We should note some other limitations of the Guesstimate model:

  • It does not seem stable (e.g. the numbers change if you refresh the page and get a new sample)
    • The bounds and distribution you choose for the badness of battery cages and the moral weight have big effects
  • Specifying probability distributions that accurately represent our credences for many of these variables is really hard
    • Our pdf for the moral weight is neither lognormal nor normal and we weren’t sure how best to represent it, so we’ve had to fudge the bounds a bit to get a reasonable approximation
    • Our pdf for how bad aviaries are has some weight that they’re worse than battery cages, but also some weight that they’re much better. We’ve fudged the bounds to get an ~8% chance aviaries are worse than battery cages
  • We’re not sure if we should be calculating the ratio of the expected cost-effectiveness of each charity, or the expected ratio of the cost-effectiveness of each charity. But this doesn’t seem to matter much
  • Nevertheless, we’ve played around with the bounds and distributions for key parameters and under most reasonable assumptions, THL is expected to be >100 times better than AMF
  • Although according to our model THL is much more cost-effective than AMF in expectation, the probability that THL is more cost-effective than AMF is relatively low, at 0.71

6. Discussion


We think THL is more cost-effective in expectation than AMF given certain reasonable assumptions, but due to high uncertainty we don’t think that our models offer strong evidence for this claim in general.

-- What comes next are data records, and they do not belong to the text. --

Issue #782, opened 2023-11-21
Can not open tgz file


Broeckl:
Opening the attached file with this code fails:

                using (Stream stream = File.OpenRead(file))
                using (IReader reader = ReaderFactory.Open(stream))
                {
                    while (reader.MoveToNextEntry())
                    {
                        if (!reader.Entry.IsDirectory)
                        {
                            reader.WriteEntryToDirectory(outputFolder, new ExtractionOptions
                            {
                                ExtractFullPath = true, Overwrite = true
                            });
                        }
                    }
                }

An ArgumentException with "Value cannot be null. (Parameter 'path2')" occurs here:

   at System.IO.Path.Combine(String path1, String path2) in System.IO\Path.cs:line 316
   at SharpCompress.Common.ExtractionMethods.WriteEntryToDirectory(IEntry entry, String destinationDirectory, ExtractionOptions options, Action`2 write) in SharpCompress.Common\ExtractionMethods.cs:line 31
   at SharpCompress.Readers.IReaderExtensions.WriteEntryToDirectory(IReader reader, String destinationDirectory, ExtractionOptions options) in SharpCompress.Readers\IReaderExtensions.cs:line 32

The file can be opened with 7Zip. Your library can cope with comparable files. Any help is appreciated.

[03069284-040101.tgz](https://github.com/adamhathcock/sharpcompress/files/13423180/03069284-040101.tgz)

PR #785, opened 2023-12-04
Handle tar files generated with tar -H oldgnu that has large uid/gid values

Erior:
The tar file in #782 seems to be generated in oldgnu format, and sharpcompress failed to extract gid in the provided test, I have generated a general test with large value for both uid and gid using the normal setup of files.


adamhathcock:
thanks!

Given our current (lack of) understanding of animal sentience and suffering, one could reasonably believe that AMF is more cost-effective than THL or one could reasonably believe that THL is more cost-effective than AMF, even given our THL-friendly assumptions.

Would future work be useful?

We haven’t thought about:

  • The effect of AMF on animals - i.e. the Meat Eater Problem.
  • How to introduce moral uncertainty into the model. We assume hedonism, but there are other moral views on which we have some probability that would produce very different estimates (e.g. deny chickens moral status).

It seems unlikely that we’ll learn about more variables that contribute to moral weights without scientific advances in our ability to understand consciousness. However, a better understanding of how bad aviaries are relative to battery cages could be valuable.

Despite the significant limitations of this work, we still think it's important to try and make cross-cause comparisons. We'd welcome any feedback on how to interpret the results or improve our approach to shed more light on this question!